Jan 9, 2011

The Qur'an & The Modern Science by Dr. Maurice Bucaille

The Qur’an is undoubtedly a revelation from God
- Dr. Maurice Bucaille -

The Qur'an & The Modern Science


by Dr. Maurice Bucaille
Edited by Dr. A. A. B. Philips


On the 9th of November, 1976, an unusual lecture was given at the French Academy of Medicine. Its title was “Physiological and Embryological data in the Qur’an”. I presented the study based on the existence of certain statements concerning physiology and reproduction in the Qur’an. My reason for presenting this lecture was because it is impossible to explain how a text produced in the seventh century could have contained ideas that have only been discovered in modern times.

For the first time, I spoke to members of a learned medical society on subjects whose basic concepts they all knew well, but I could, just as easily, have pointed out statements of a scientific nature contained in the Qur’an and other subjects to specialists from other disciplines. Astronomers, zoologists, geologists and specialists in the history of the earth would all have been struck, just as forcibly as medical doctors, by the presence in the Qur’an of highly accurate reflections on natural phenomena. These reflections are particularly astonishing when we consider the history of science, and can only lead us to the conclusion that they are a challenge to human explanation.

There is no human work in existence that contains statements as far beyond the level of knowledge of its time as the Qur’an. Scientific opinions comparable to those in the Qur’an are the result of modern knowledge. In the commentaries to translations of the Qur’an that have appeared in European languages, I have only been able to find scattered and vague references to them. Nor do commentators writing in Arabic provide a complete study of the aspects of the Qur’an that deal with scientific matters. This is why the idea of a comprehensive study of the problem appealed to me.

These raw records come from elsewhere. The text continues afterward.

PR #47, opened 2012-08-31
Remove scheduling UI

smn:
Keeping it in is misleading since it doesn't do anything. Commented it
out until we actually have a proper scheduler.


jerith:
:+1:, but we're going to be needing it again fairly soon. ;-)

hodgestar:
Seconding jerith's comment. :)

smn:
Yes, that's why I only commented it out.

PR #49, opened 2012-09-03
VUMIGO-164 refactor vumitools

jerith:


go/vumitools/api.py
```diff
@@ -504,9 +235,19 @@ def batch_done(self, batch_id):
...
+        """Create a VumiApiCommand and send it.
+
+        :param str worker_name: Name of worker to send command to.
+        :param str command: Type of command to send.
+        :param *args: Positional args for command.
+        :param **kwargs: Keyword args for command.
+        """
+        self.mapi.send_command(
+            VumiApiCommand.command(worker_name, command, *args, **kwargs))
+
```
smn, line 248: Can we make a note about this being required due to circular imports?

smn:
I think we can find a better home for the `ConversationException` but that will likely happen over time as we grow more exceptions - nothing to fix now.

:+1: except for a bit more docs on why we have `send_new_command()` now alongside `send_command()`

jerith:
Turns out we're not actually calling `send_command()` from anywhere outside what used to be `api.py`, so I just replaced it.

smn:
:+1:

In addition to this, a comparative study of similar data contained in the Bible (Old Testament and Gospels) seemed desirable. Thus, a research project was developed from the comparison of certain passages in the Holy Scriptures of each monotheistic religion with modern scientific knowledge. The project resulted in the publication of a book entitled, The Bible, the Qur'an and Science. The first French edition appeared in May 1976. English and Arabic editions have since been published.

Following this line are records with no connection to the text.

PR #51, opened 2012-09-04
Removing old configs

smn:
A lot of the old configs had old keys & prefixes for stuff that has now
been fixed properly with the managers and submanagers. I want to avoid
getting the config files confused and resulting in debugging stuff that
relates to using wrong prefixes.

All needed config files for deploying Go is in the praekelt-machines
repo and is managed by puppet.


hodgestar:
:+1:

We need to have a standard demo / dev config at some point but that can wait.

smn:
At some point we'll need to rewrite history and completely purge the `./config` dir from Git's tracked history. This needs to be done on all branches that haven't landed in `develop` yet, so preferably at a point where there are no outstanding feature branches. After that we can add a demo config with a new set of files in a location that doesn't conflict with our configs as managed by puppet.

.gitignore
```diff
@@ -16,3 +16,6 @@ requirements.pip.md5
 .pydevproject
 distribute-0.6.10.tar.gz
 .DS_Store
+/go/media/
+/go/static/
```
jerith: We _really_ shouldn't be writing this stuff to the middle of our code dirs. I'd rather leave it visible and annoying until we fix it.

jerith:
Aside from my `.gitignore` comment, :+1:

jerith:
Thanks. :+1:

dmaclay:
:+1: & not scary :)

PR #53, opened 2012-09-04
Removing go/settings.py reliance on poll.yaml

smn:
poll.yaml was being read by the Django webapp but it is not longer
necesary. This removes that.


hodgestar:
:+1:

dmaclay:
:+1:

PR #55, opened 2012-09-10
`yield` missing in a bunch of places, causes problems with real Redis.

smn:
Surfaced in SNA with Deferreds firing in the wrong order. All tests now
pass against real redis with the exception of `test_start` for
`surveys/vumi_app.py` which fails with 'Connection was closed cleanly`
which is a bit odd.

```
go.apps.surveys.tests.test_vumi_app
  TestSurveyApplication
    test_clearing_old_survey_data ...
[OK]
    test_ensure_participant_cleared_after_archiving ...
[OK]
    test_start ...
[ERROR]
                                                     [ERROR]
                                                     [ERROR]
                                                     [ERROR]
                                                     [ERROR]
                                                     [ERROR]
                                                     [ERROR]
                                                     [ERROR]
                                                     [ERROR]
                                                     [ERROR]
                                                     [ERROR]
                                                     [ERROR]
    test_survey_completion ...
[OK]

===============================================================================
[ERROR]
Traceback (most recent call last):
Failure: twisted.internet.error.ConnectionDone: Connection was closed
cleanly.

go.apps.surveys.tests.test_vumi_app.TestSurveyApplication.test_start
go.apps.surveys.tests.test_vumi_app.TestSurveyApplication.test_start
go.apps.surveys.tests.test_vumi_app.TestSurveyApplication.test_start
go.apps.surveys.tests.test_vumi_app.TestSurveyApplication.test_start
go.apps.surveys.tests.test_vumi_app.TestSurveyApplication.test_start
go.apps.surveys.tests.test_vumi_app.TestSurveyApplication.test_start
go.apps.surveys.tests.test_vumi_app.TestSurveyApplication.test_start
go.apps.surveys.tests.test_vumi_app.TestSurveyApplication.test_start
go.apps.surveys.tests.test_vumi_app.TestSurveyApplication.test_start
go.apps.surveys.tests.test_vumi_app.TestSurveyApplication.test_start
go.apps.surveys.tests.test_vumi_app.TestSurveyApplication.test_start
go.apps.surveys.tests.test_vumi_app.TestSurveyApplication.test_start
-------------------------------------------------------------------------------
Ran 4 tests in 9.925s

FAILED (errors=12, successes=3)
```

@Hodgestar @jerith @dmaclay please review

PR #56, opened 2012-09-11
surveys/vumi_app.py is missing yields to super() calls

smn:
The result is Deferreds firing out of order. This only happens when
runnin against real Redis (which PR #55 deals with). This is only the
fix for the SNA issue (which is already running in production)


jerith:
:+1:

There is, perhaps, no better illustration of the close links between Islam and science than the Prophet Muhammad’s often-quoted statements:

“Seeking knowledge is compulsory on every Muslim.”

“wisdom is the lost property of the believer.”

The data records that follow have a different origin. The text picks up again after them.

PR #57, opened 2012-09-11
Cleanup contacts/views.py and offload CSV processing to Celery

smn:
Allows us to return the HTTP request quicker.

### DIFF
--- a/go/contacts/tasks.py
+++ b/go/contacts/tasks.py
@@ -3,8 +3,13 @@ import os.path
 from celery.task import task
 
 from django.conf import settings
+from django.core.mail import send_mail
+from django.template.loader import render_to_string
+
+from vumi.persist.fields import ValidationError
 
 from go.vumitools.api import VumiUserApi
+from go.base.models import UserProfile
 from go.contacts.utils import parse_contacts_csv_file
 
 
@@ -26,7 +31,6 @@ def delete_group(account_key, group_key):
 
 @task(ignore_result=True)
 def import_csv_file(account_key, group_key, csv_path, field_names, has_header):
-    print 'importing csv file'
     api = VumiUserApi.from_config(account_key, settings.VUMI_API_CONFIG)
     contact_store = api.contact_store
     group = contact_store.get_group(group_key)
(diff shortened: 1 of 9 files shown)


go/contacts/utils.py
```diff
@@ -0,0 +1,165 @@
...
+    We need to know what we cannot set to avoid a CSV import overwriting
+    things like account details. Excluded attributes is a list of contact
+    attributes that are to be ignored.
+
+    """
+    data_dictionaries = read_data_from_csv_file(csv_file, field_names)
+
+    known_attributes = [attribute
+        for attribute in Contact.field_descriptors.keys()
+        if attribute not in excluded_attributes]
```
hodgestar: This will be a _lot_ faster if you make this a set.

go/contacts/tasks.py
```diff
@@ -20,3 +28,58 @@ def delete_group(account_key, group_key):
...
+    written_contacts = []
+
+    try:
+        with open(full_path, 'rU') as csv_file:
+            for csv_data in parse_contacts_csv_file(csv_file, field_names,
+                                                has_header):
+                [count, contact_dictionary] = csv_data
+
+                # Make sure we set this group they're being uploaded in to
+                groups = contact_dictionary.setdefault('groups', [])
```
hodgestar: Can `contact_dictionary['groups']` actually be usefully populated from the CSV file? It seems unlikely it can end up with a value that is a list? Maybe `groups` just needs to be set to `[group.key]` and possibly excluded from the valid fields in the CSV file?

go/contacts/views.py
```diff
@@ -105,137 +82,8 @@ def groups(request):
...
-        # If we've determined that the first line of the file is
-        # a header then skip it.
-        if has_header and counter == 0:
-            continue
-
-        # Make sure we set this group they're being uploaded in to
-        groups = data_dictionary.setdefault('groups', [])
-        groups.append(group.key)
-
-        # Make sure we normalize the msisdn before saving in the db
```
hodgestar, line 215: I can't see the normalization step anywhere now? Did I miss it? Seems like a strange feature to drop.

smn, line 215: Pulled out the normalization since it was site-wide and hard coded in the `settings.py` to SA - which is worse than not having it and telling clients to normalize the MSISDNs themselves. Reopening ticket VUMIGO-31 to address this.

hodgestar:
:+1:

PR #58, opened 2012-09-11
Filter contacts on surname using mapreduce and not in-memory python.

smn:
Adds a `filter_contacts_on_surname()` function which in time could be
made more generic to allow filtering on other fields. Resisting the
temptation to do that now because a) we don't need it yet and b) it
comes awfully close to what Riak search gives us anyway with the work
being done in VUMIGO-67


hodgestar:
:+1:

PR #59, opened 2012-09-12
Actually send to Celery

smn:
Stuff was blocking becausing calling the task straight does exactly
that. `.delay(..)` is what we wanted.


jerith:
:+1:

PR #60, opened 2012-09-12
Fix for when surname is null/undefined

smn:


go/vumitools/contact/models.py
```diff
@@ -136,12 +136,13 @@ def filter_contacts_on_surname(self, letter, group=None):
...
         js_function = """function(value, keyData, arg){
             var data = Riak.mapValuesJson(value)[0];
-            var surname = data.surname.toLowerCase();
-            if(surname && surname[0] === arg){
-                return [[value.key, value[0]]];
-            } else {
-                return [];
+            if(data.surname) {
+                var surname = data.surname.toLowerCase();
+                if(surname && surname[0] === arg){
```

“whoever follows a path seeking knowledge, Allah will make his path to paradise easy.”

These statements and many others are veritable invitations to humanity to enrich their knowledge from all sources. It comes as no surprise, therefore, to learn that in Islam religion and science have always been considered as twin sisters and that today, at a time when science has taken such great strides, they still continue to be associated. Nor is it a surprise to learn that certain scientific data are used for the better understanding of the Qur’anic text. What is more, in a century where, for many people, scientific truth has dealt a deathblow to religious belief, it is precisely the discoveries of science that, in an objective examination of the Islamic scripture, have highlighted the supernatural nature of revelation and the authenticity of the religion which it taught.

When all is said and done, scientific knowledge seems, in spite of what many people may say or think, to be highly conducive to reflection on the existence of God. Once we begin to ask ourselves, in an unbiased or unprejudiced way, about the metaphysical lessons to be derived from some of today’s knowledge, (for example our evolving knowledge of the smallest components of matter or the questions surrounding the origin of life within inanimate matter), we indeed discover many reasons for thinking about God. When we think about the remarkable organization presiding over the birth and maintenance of life, it becomes clear that the likelihood of it being the result of chance lessens quite considerably.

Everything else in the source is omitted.